The hunters were major players in American mercantilism: Senator Nelson Aldrich (R., R.I.), who had headed up the National Monetary Commission, a congressional committee dedicated to developing ideas for central banking; Frank Vanderlip of Rockefeller's National City Bank; Paul Warburg of the investment firm of Kuhn, Loeb, & Co., who was there to promote the German central bank of Bismarck; Charles Norton of First National Bank of New York, a Morgan company; and Davison, a partner of J.P. Morgan's. [5] 

They devised a plan whereby a board of commercial bankers would supervise regional reserve banks. When Aldrich later introduced it to Congress, Democrats blocked it. In 1913, Carter Glass, a Democratic congressman from Virginia, used the Jekyll Island scheme as the basis for the Federal Reserve Act. [6] 

The Act created 12 regional reserve banks ruled by a board of Washington bureaucrats, including presidential appointees. Though the reserve banks are officially "private" institutions, they're little different from government agencies, as Murray Rothbard noted. 

In this manner government seized what Rothbard called "a crucial command post" of the economy, and therefore of the American society. [7] It used crisis — repeated panics created by government meddling — and the economic illiteracy and trust of the public to achieve its purpose. 

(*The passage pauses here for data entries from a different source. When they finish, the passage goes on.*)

PR #1649, opened 2020-07-23
On the fly NC mesh initialization [nc-init-dev]

jakubcerveny:
This improves the mesh initialization API (AddVertex, AddQuad, AddHex, ...) and adds the possibility to create meshes that are nonconforming from the beginning (AddVertexParents).

List of changes: 
* The user does not have to preallocate exactly the space for vertices, elements, etc., in the `Mesh` initialization constructor. This is useful if one doesn't know up front how many elements will be generated. If the space runs out when calling AddVertex and similar, the internal arrays are automatically enlarged. The original style of use still works of course. 
* Overloaded methods that take individual indices (like `AddTriangle(v1, v2, v3, attr)`) have been added. These can be more user friendly in many cases. All `Add*` methods now also return the index of the newly added object.
* A new method `AddVertexParents` can be used to mark vertices as hanging vertices. During mesh finalization, an NC mesh is automatically created if at least one non-conforming vertex exists.
* Added a new method `GridFunction::RestrictConforming` that multiplies the grid function by the R and P matrices, making the solution conforming. I wasn't sure if we had this somewhere already, but couldn't find anything.
* A new miniapp to create 2D and 3D polar meshes is added (`meshing/polar-nc`) that demonstrates the improved API. 

TODO: 
- [x] Improved mesh initialization interface
- [x] 2D polar mesh
- [x] Curved 2D mesh
- [x] SFC ordered 2D mesh
- [x] 3D polar mesh
- [x] Update CHANGELOG
- [x] Update website

GLVis_s01

| [#1649](https://github.com/mfem/mfem/pull/1649) | @jakubcerveny | @tzanio | @tzanio + @vladotomov | 08/13/20 | 08/30/20 | 09/06/20 | |


jakubcerveny:
The 2D mesh is now SFC ordered by default:
ordering

jakubcerveny:
3D version of the mesh works: 
polar-wedges

tzanio:
Very nice!

vladotomov:
These are very cool meshes, I'll definitely test with them at some point.

Here's one:
`./polar-nc --radius 1 --nsteps 50 -o 6 --aspect 0.1 -phi 320`

GLVis_s01

These extreme cases however hit an assert in `debug`. Is it possible to fix this?
`Assertion failed: (CheckElementOrientation(false) == 0) is false:
 --> 
 ... in function: virtual void mfem::Mesh::Finalize(bool, bool)
 ... in file: mesh/mesh.cpp:2544`

mesh/mesh.hpp
```diff
@@ -206,6 +206,9 @@ class Mesh
    Array<FaceGeometricFactors*>
    face_geom_factors; ///< Optional face geometric factors.
 
+   /// Used during initialization only.
+   Array<Triple<int, int, int> > tmp_vertex_parents;
```
vladotomov, line 210: Should this be `public`?

miniapps/meshing/polar-nc.cpp
```diff
@@ -0,0 +1,558 @@
...
+   {
+      args.PrintUsage(cout);
+      return EXIT_FAILURE;
+   }
+   args.PrintOptions(cout);
+
+   // validate options
+   MFEM_VERIFY(dim >= 2 && dim <= 3, "");
+   MFEM_VERIFY(angle > 0 && angle < 360, "");
+   MFEM_VERIFY(nsteps > 0, "");
```
vladotomov, line 524: Also `radius > 0` and `aspect > 0` (negative aspect ratio actually produces interesting meshes).

tzanio:
@jakubcerveny, I'll merge this for testing, but can you address @vladotomov's questions above?

tzanio:

mesh/mesh.hpp
jakubcerveny: No, this is an internal thing.

miniapps/meshing/polar-nc.cpp
jakubcerveny: Added, thanks.

jakubcerveny:
The extreme case, if not curved, may invert the center elements. I was actually finalizing the mesh before adding the curvature, so that's why the assert was triggered. I moved the finalization after making the mesh curved, hopefully it won't break anything. Still it may be possible that the elements get inverted in the extreme case (with --order 1), but I'm not sure we need to worry about it.

mesh/mesh.cpp
```diff
@@ -1302,19 +1380,60 @@ void Mesh::AddHexAsWedges(const int *vi, int attr)
    }
 }
 
-void Mesh::AddBdrSegment(const int *vi, int attr)
+int Mesh::AddElement(Element *elem)
+{
+   CheckEnlarge(boundary, NumOfBdrElements);
```
dylan-copeland, line 1385: @jakubcerveny Is this line intended? Should `CheckEnlarge` really be called in `AddElement`? This has broken a code I have, which uses a simple way to construct a mesh by just calling `AddVertex` and `AddElement` for a set of vertices and elements in another mesh. There are no boundary elements, so `FinalizeCheck()` fails due to `boundary.Size() == 1` not being equal to `NumOfBdrElements == 0`, which is caused by this `CheckEnlarge` (when `boundary` has size 0, it gets set to size 1).

jakubcerveny: Oops, this is a typo (or a copy/paste error), thanks for pointing this out. @tzanio can I push a one-line fix directly into master?

jakubcerveny: Maybe that's not such a good idea. I pushed the fix instead to this branch (nc-init-dev), but I'm not sure how to revive this PR...

dylan-copeland: I made PR #1764 for this one-line fix and a unit test that should prevent this (unusual) method of mesh construction from failing in the future.

PR #1650, opened 2020-07-23
Fix the const correctness of casting operators and make them explicit.

YohannDudouit:
This PR forces explicit casting from `DeviceTensor<T>` to `T*`, it also enforces a stronger const-correctness.


tzanio:
Can this be part of #1626?

YohannDudouit:
Done.

PR #1655, opened 2020-07-24
Support additional coefficient options in CurlCurlIntegrator

stefanhenneking:
Summary:

`CurlCurlIntegrator` should support `S`, `D`, `M` coefficients for both full assembly and partial assembly.

Features:

- [x] Add Diagonal Matrix Function support (using `VectorCoefficient`) in `CurlCurlIntegrator`
- [x] Example 25: Use Diagonal Matrix Function instead of General Matrix Function
- [x] Implement PA support for `VectorCoefficient` and `MatrixCoefficient` in `CurlCurlIntegrator`
- [x] Unit tests (PA)
- [x] Documentation (on merge in master): Add `D` coef. to `CurlCurlIntegrator` on [MFEM webpage](https://mfem.org/bilininteg/), see https://github.com/mfem/web/pull/74

Credit for implementation: @dylan-copeland and @psocratis 

Additional discussion:

- The [MFEM webpage](https://mfem.org/bilininteg/) indicates integrators' support for Diagonal Matrix Function coefficient by `D` (different from Vector Valued Function `V`) but the user has to use a `VectorCoefficient` (representing the diagonal) in the corresponding constructor (whereas `VectorCoefficient` is also used for `V`). This is not immediately clear from the description. Should there be a `DiagonalMatrixCoefficient` (could be typedef to `VectorCoefficient`)? If not, should it be pointed out expliclitly that the user needs to use `VectorCoefficient` in this case? Update: This is resolved in https://github.com/mfem/web/pull/74.

Depends on:
- #1620 

Related PRs:
- #1652  

 | PR | Author | Editor | Reviewers | Assignment | Approval | Merge| 
 | --- | --- | --- | --- | --- | --- | --- | 
| [#1655](https://github.com/mfem/mfem/pull/1655) | @stefanhenneking | @tzanio | @mlstowell + @psocratis + @dylan-copeland | 08/14/20 | 09/03/20 | 09/08/20 | |

PR #1620, opened 2020-07-15
Matrix coefficient support for H(curl) PA.

dylan-copeland:
Symmetric and general (asymmetric) matrix coefficients are supported for the PA mass integrator and diagonal assembly in H(curl). Unit tests verify the new capabilities. 

The implementation depends on whether the matrix coefficient is symmetric, to minimize the amount of PA data at quadrature points. This requires a way to determine whether a `MatrixCoefficient` is symmetric, and the implementation choice is debatable. The current choice is to have a flag for symmetry in `MatrixCoefficient` and a special `EvalSymmetric` function to call in the symmetric case. 

 | PR | Author | Editor | Reviewers | Assignment | Approval | Merge| 
 | --- | --- | --- | --- | --- | --- | --- | 
| [#1620](https://github.com/mfem/mfem/pull/1620) | @dylan-copeland | @tzanio | @mlstowell + @stefanhenneking | 07/15/20 | 07/27/20 | 08/13/20 | |

PR #1665, opened 2020-07-29
Matrix coefficients for diffusion PA

dylan-copeland:
Matrix coefficients (symmetric or general, as well as diagonal represented by `VectorCoefficient`) are supported in the standard and Smem diffusion PA kernels (operator application and diagonal assembly), with unit tests. The H(curl) PA setup now uses the diffusion setup functions, to reduce code.

| [#1665](https://github.com/mfem/mfem/pull/1665) | @dylan-copeland | @tzanio | @mlstowell + @stefanhenneking + @camierjs | 08/01/20 | 09/28/20 | 10/04/20 | |


sshiraiwa:
@dylan-copeland Thank you for quick update. This fixed the issue we had in our Fokker-Planck solver. Cuda and CPU solution agrees all digits except the last one.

And what has it sown from its command post? A subtle means of wealth transfer. A method of taxing us without legislation. A way of counterfeiting money legally. "Through the purchase of [usually government] debt by a bank, fiat money is injected into the economy," Gary North writes. [8] "Wealth then moves to those market participants who gain early access to this newly created fiat money," who are usually politically connected. The ones on fixed incomes or without close government connections are the losers, as the injection of money eventually jacks up prices. 

The Fed greatly reduced reserve requirements during the 1920s, expanding credit recklessly and generating a false prosperity that ended in the crash of 1929. People knew what the Fed was up to — manufacturing dollars out of thin air — and started a run on banks to pull their money out in the form of gold specie and certificates. When Roosevelt took office, he slammed the bank door in their faces, then later ordered them to return their gold. In 1933 he made the dollar a fiat currency domestically, but backed by gold internationally. 

Roosevelt also created the Federal Deposit Insurance Corporation (FDIC) in 1933, providing federal guarantee of bank deposits. Bank runs and the threat thereof have vanished, and most people believe this is good. As Lew Rockwell observes, the threat of bank runs used to "to keep wanton investing at bay," but the government-banking cartel views such restrictions "as against the national interest. As a result, the [banking] industry is perpetually shaky, and the largest banks are a menace to public life itself." [9] 

Prior to 1929 the government had never intervened to help recovery from a recession. Previous administrations had let recessions run their course, and recovery, at the hands of the market, usually occurred in a year or less. Hoover, and then Roosevelt to a much greater degree, took the statist course and drove the economy into a prolonged depression. For his part, Roosevelt has been deified. 

The Fed, as the engine of inflation, bankrolls government wrong-doing. Its creation marked the first step in the destruction of sound money — a gold standard. As Ludwig von Mises wrote long ago, "Ideologically, [sound money] belongs in the same class with political constitutions and bills of rights."[10] In the name of civil liberty and civilization itself, the Fed should be abolished and a market-directed gold standard restored.